Reply
New Contributor
Posts: 3
Registered: ‎11-07-2016

While using Exec source getting duplicates

[ Edited ]

Hi, Guys

 

           I'm trying to stream my log files from diff web folders using flume to process and write to hdfs. Flume agent running fine but as i read in flume userguide exec source will tail file.when i start agent it reading what ever records available in logs after that it become idle mode if any new records return to log its not reading any records, after we save that log exec source reading log from first so we getting duplicates is ther any possibility to avoid those.is there any way to read new log entries.

 

 Here My config File:

 

agent.sources = localsource
agent.channels = memoryChannel
agent.sinks = avro_Sink


agent.sources.localsource.restartThrottle=240000
agent.sources.localsource.type=exec
agent.sources.localsource.shell = /bin/bash -c
agent.sources.localsource.command = tail -F /home/admin1/teja/Flumedata/Behaviourlog
agent.sources.localsource.logStdErr=true
agent.sources.localsource.batchSize=5
#agent.sources.localsource.fileHeader = true


# The channel can be defined as follows.
agent.sources.localsource.channels = memoryChannel

#Specify the channel the sink should use
agent.sinks.avro_Sink.channel = memoryChannel

# Each channel's type is defined.
agent.channels.memoryChannel.type = memory

# In this case, it specifies the capacity of the memory channel
agent.channels.memoryChannel.capacity = 10000
agent.channels.memoryChannel.transactionCapacity = 1000


# Each sink's type must be defined
agent.sinks.avro_Sink.type = avro
agent.sinks.avro_Sink.hostname= 192.168.44.444
agent.sinks.avro_Sink.port= 8021
agent.sinks.avro_Sink.avro.batchSize = 100
agent.sinks.avro_Sink.avro.rollCount = 0
agent.sinks.avro_Sink.avro.rollSize = 143060835
agent.sinks.avro_Sink.avro.rollInterval = 0

 

agent.sources.localsource.interceptors = search-replace regex-filter
agent.sources.localsource.interceptors.search-replace.type = search_replace
# Remove leading alphanumeric characters in an event body.
agent.sources.localsource.interceptors.search-replace.searchPattern= ###|##|#
agent.sources.localsource.interceptors.search-replace.replaceString= |

agent.sources.localsource.interceptors.regex-filter.type = regex_filter
###Remove full event body.
agent.sources.localsource.interceptors.regex-filter.regex = .*(pagenotfound.php).*
agent.sources.localsource.interceptors.regex-filter.excludeEvents = true

 

Please Help.

 

and I tried TailDir source in new flume version in this source im getting same duplicates problem, is flume wont read instantly if any data return to log .

 

Here My tailDir source config:

agent.sources.localsource.type = TAILDIR
agent.sources.localsource.positionFile = /home/admin1/teja/flume/taildir_position.json
agent.sources.localsource.filegroups = f1
agent.sources.localsource.filegroups.f1 = /home/admin1/teja/Flumedata/Behaviourlog
agent.sources.localsource.batchSize = 20
agent.sources.localsource.writePosInterval=2000
agent.sources.localsource.fileHeader = true

 

Pleasehelp.

Highlighted
Champion
Posts: 777
Registered: ‎05-16-2016

Re: While using Exec source getting duplicates

You may want to derecrese the millis in restartThrottle to see if its picking up the new log entriess .

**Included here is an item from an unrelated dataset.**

PR #1011, opened 2026-06-06
Develop

AlexanderBarkar:
Здраствуйте)Наконец-то я его сделал,спустя больше месяца...Должно быть все идеально ,перепроверял 10 раз что бы в соотвецтвии с фигмой и все работало,не судите строго)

Also add this parameter in your flume.config  - 

restart	 false	 Whether the executed cmd should be restarted if it dies

beacause if the above parameter is not set or false , restartThrottle has no effect . 

The source expects the command to continously procduce data and ingests its output

the Excec source is asynchronous in nature , there is a possibility of data loss if agent dies .

if data loss is something you want to avoid , you can use spoolingdir Source.